PR #165, opened 2020-12-06
1) my solution

AntonPanchishko:


src/main/java/core/basesyntax/FileWork.java
```diff
@@ -1,7 +1,42 @@
...
+        String[] resultW = new String[0];
+        StringBuilder stringBuilder = new StringBuilder();
+        try {
+            BufferedReader reader = new BufferedReader(new FileReader(fileName));
+            String value = reader.readLine();
+            if (value == null) {
+                return resultW;
+            }
+            reader.read();
+            while (value != null) {
```
dmytro-hryhoruk, line 20: it's duplication checks, think how we can remove them and leave only while the condition

src/main/java/core/basesyntax/FileWork.java
```diff
@@ -1,7 +1,42 @@
...
+                stringBuilder.append(value).append(" ");
+                value = reader.readLine();
+            }
+            String[] split = stringBuilder.toString().toLowerCase().split(" ");
+            StringBuilder stringBuilder1 = new StringBuilder();
```
dmytro-hryhoruk, line 25: don't use numbers in naming

src/main/java/core/basesyntax/FileWork.java
```diff
@@ -1,7 +1,42 @@
...
+            for (int i = 0; i < split.length; i++) {
+                split[i] = split[i].replaceAll("[.!?]", "");
+                if (split[i].charAt(0) == 'w') {
+                    stringBuilder1 = stringBuilder1.append(split[i]).append(" ");
+                }
+            }
+            resultW = stringBuilder1.toString().split(" ");
+            if (stringBuilder1.toString().equals("")) {
```
dmytro-hryhoruk, line 33: let's check the length of stringbuilder

src/main/java/core/basesyntax/FileWork.java
```diff
@@ -1,7 +1,42 @@
...
+                return new String[0];
+            }
+            Arrays.sort(resultW);
+        } catch (IOException e) {
+            throw new RuntimeException("Can't read file");
```
dmytro-hryhoruk, line 38: What file?Let's add the original exception to the overloaded constructor too

dmytro-hryhoruk (changes requested):

PR #168, opened 2020-12-06
1) Commit

KostyantynProskura:


src/main/java/core/basesyntax/FileWork.java
```diff
@@ -1,7 +1,48 @@
...
+            throw new RuntimeException("Can't read file " + fileName, e);
+        }
+    }
+
+    private String[] wordsFromListLowerCase(List<String> listOfWords) {
+        StringBuilder textBuilder = new StringBuilder();
+
+        for (String word : listOfWords) {
+            textBuilder.append(word.toLowerCase()).append(System.lineSeparator());
+            if (textBuilder.length() <= 0) {
```
```suggestion
            if (textBuilder.length() == 0) {
```
It never will be less than zero

src/main/java/core/basesyntax/FileWork.java
```diff
@@ -1,7 +1,48 @@
...
+        textBuilder = new StringBuilder();
+
+        for (String word : wordsArray) {
+            if (startWithLetter(word)) {
+                textBuilder.append(word).append(" ");
+            }
+        }
+        wordsArray = textBuilder.toString().split(" ");
+        Arrays.sort(wordsArray);
+        return wordsArray.length == 1 ? new String[0] : wordsArray;
```
dmytro-hryhoruk, line 42: let's just check if the builder has length zero then return empty array

dmytro-hryhoruk (changes requested):

src/main/java/core/basesyntax/FileWork.java
```diff
@@ -1,7 +1,51 @@
...
+            if (textBuilder.length() == 0) {
+                return new String[0];
+            }
+        }
+
+        String[] wordsArray = textBuilder.toString().toLowerCase().split("[^\\w]");
+        textBuilder = new StringBuilder();
+
+        for (String word : wordsArray) {
+            if (startWithLetter(word)) {
```
dmytro-hryhoruk, line 36: don't see the point to wrap only one string method(startsWith() ) with a private one

src/main/java/core/basesyntax/FileWork.java
```diff
@@ -1,7 +1,51 @@
...
+
 public class FileWork {
+    private static final String SPECIFIED_CHARACTER = "w";
+
     public String[] readFromFile(String fileName) {
-        return null;
+        File file = new File(fileName);
+        try {
+            List<String> listOfWords = Files.readAllLines(new File(fileName).toPath());
+            return wordsFromListLowerCase(listOfWords);
```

Exercise objective:
Wherever the word "reader" appears in the entries above, copy that whole line.

Solution to the exercise:
+            BufferedReader reader = new BufferedReader(new FileReader(fileName));
+            String value = reader.readLine();
+            reader.read();
+                value = reader.readLine();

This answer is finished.